I have a simple coroutine register
that accepts login and password
as post arguments, then it goes into the database and so on.
The problem I have is that I do not know how to test the coroutine.
I followed examples from https://aiohttp.readthedocs.io/en/latest/testing.html.
And everything seemed easy until I started writing tests myself.
Code for test_register.py
from main import make_app
pytest_plugins = 'aiohttp.pytest_plugin'
@pytest.fixture
def cli(loop, test_client):
return loop.run_until_complete(test_client(make_app))
async def test_register(cli):
resp = await cli.post('/register', data={'login': 'emil', 'password': 'qwerty'})
assert resp.status == 200
text = await resp.text()
And register.py
from settings import db
async def register(request):
post_data = await request.post()
print('Gotta: ', post_data)
login, password = post_data['login'], post_data['password']
matches = await db.users.find({'login': login}).count()
...
main.py
from aiohttp import web
from routes import routes
def make_app(loop=None):
app = web.Application(loop=loop)
for route in routes:
app.router.add_route(route.method, route.url, route.handler)
return app
def main():
web.run_app(make_app())
if __name__ == "__main__":
main()
settings.py
from motor.motor_asyncio import AsyncIOMotorClient
DBNAME = 'testdb'
db = AsyncIOMotorClient()[DBNAME]
And then I ran py.test test_register.py
and it got stuck on database operation
matches = await db.users.find({'login': login}).count()
The root of your problem is global variable usage.

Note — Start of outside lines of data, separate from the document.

PR #484, opened 2021-12-07
Fix wrong anchor links and add link checker to docs build workflow

menski:
This PR does two things to fix our internal link issues.

1. Add link check to build docs workflow to discover broken internal links before merge
    - adds steps to setup local apache webserver to test links
    - remove https redirect from htaccess to test locally
    - add mime type for bpmn, this is already configured in our prod apache  but is needed for the local test
2. Fix broken anchor links on master
    - remove non-existing anchor links
    - update anchors links to new locations
    - update links in all versions of docs

After we merge this PR we should be able to detect internal link issues before merging PRs. There is still the risk that external links are broken. I would opt not to check internal links on every PR, as that might be temporary issues and should block a PR, but I'm happy to be challenged on that. I will investigate to add external link check to our nightly check, to discover potential broken links in a timely manner.

### DIFF
--- a/.github/workflows/build-docs.yaml
+++ b/.github/workflows/build-docs.yaml
@@ -20,3 +20,18 @@ jobs:
         run: npm ci
       - name: Build
         run: npm run build
+      - name: Remove https redirect
+        run: |
+          sed -i '/SERVER_PORT/d;/SERVER_NAME/d' build/.htaccess
+      - name: Run web server
+        run: |
+          docker run -d --name webserver -v "$PWD/build":/app -p 8888:8080 bitnami/apache:latest
+          echo "container_ip=$(docker inspect -f '{{range.NetworkSettings.Networks}}{{.IPAddress}}{{end}}' webserver)" >> $GITHUB_ENV
+      - name: Waiting for URL available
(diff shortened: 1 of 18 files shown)


christinaausley (dismissed):
LGTM from a technical writing perspective. Made one minor adjustment in latest commit.

akeller:
> After we merge this PR we should be able to detect internal link issues before merging PRs. There is still the risk that external links are broken. I would opt not to check internal links on every PR, as that might be temporary issues and should block a PR, but I'm happy to be challenged on that. I will investigate to add external link check to our nightly check, to discover potential broken links in a timely manner.

Is there a way to check on release tag creation? I agree blocking a PR might be annoying, but I'd want to correct this ahead of pushing live.

akeller (dismissed):
This is awesome, thank you! I left a question, but regardless I approve this.

menski:
> Is there a way to check on release tag creation? I agree blocking a PR might be annoying, but I'd want to correct this ahead of pushing live.

We can for sure put this into the release pipeline as a preliminary check before deploying to production, I created #491 to track this improvement.

PR #486, opened 2021-12-08
Add possibility to render BPMN models

berndruecker:
With this change we can add BPMN models to a page, that are rendered by BPMN.io. You just need to add the following div:

`<div bpmn="bpmn-files/someModel.bpmn" callouts="taskA,taskB" />`

I will use this in the best practices


berndruecker:
I close it for now and simply bring that in with the best practices content - I think that is easier to handle

PR #510, opened 2021-12-15
Mixpanel Integration

urbanisierung:
goal: add mixpanel events to docs
technical implementation:
- auth0 to silently get user token (so we have a user context with userId, orgId, ...)
- mixpanel to send always the same event `docs`. the mixpanel lib enriches the events with additional information like `current_url`, `browser`, `os`, ...
- osano analytics check: events will only be sent if we got consent from the user


urbanisierung:
@akeller I've converted the draft PR to a real one. From a technical point of view this is ready to ship.

akeller (approved):
Let's go!! 🚀

PR #511, opened 2021-12-15
Add icon and color to Self-Managed nav bar

akeller:


akeller:
Rethinking this, will open a new PR.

I suggest the following changes:
from aiohttp import web
from motor.motor_asyncio import AsyncIOMotorClient
from routes import routes
def make_app(loop=None):
app = web.Application(loop=loop)
DBNAME = 'testdb'
mongo = AsyncIOMotorClient(io_loop=loop)
db = mongo[DBNAME]
app['db'] = db
async def cleanup(app):
mongo.close()
app.on_cleanup.append(cleanup)
for route in routes:
app.router.add_route(route.method, route.url, route.handler)
return app
register.py
async def register(request):
post_data = await request.post()
print('Gotta: ', post_data)
login, password = post_data['login'], post_data['password']
matches = await request.app['db'].users.find(
{'login': login}).count()
...
Pushing common-used objects into application's storage is an appreciated way for handling database connections etc.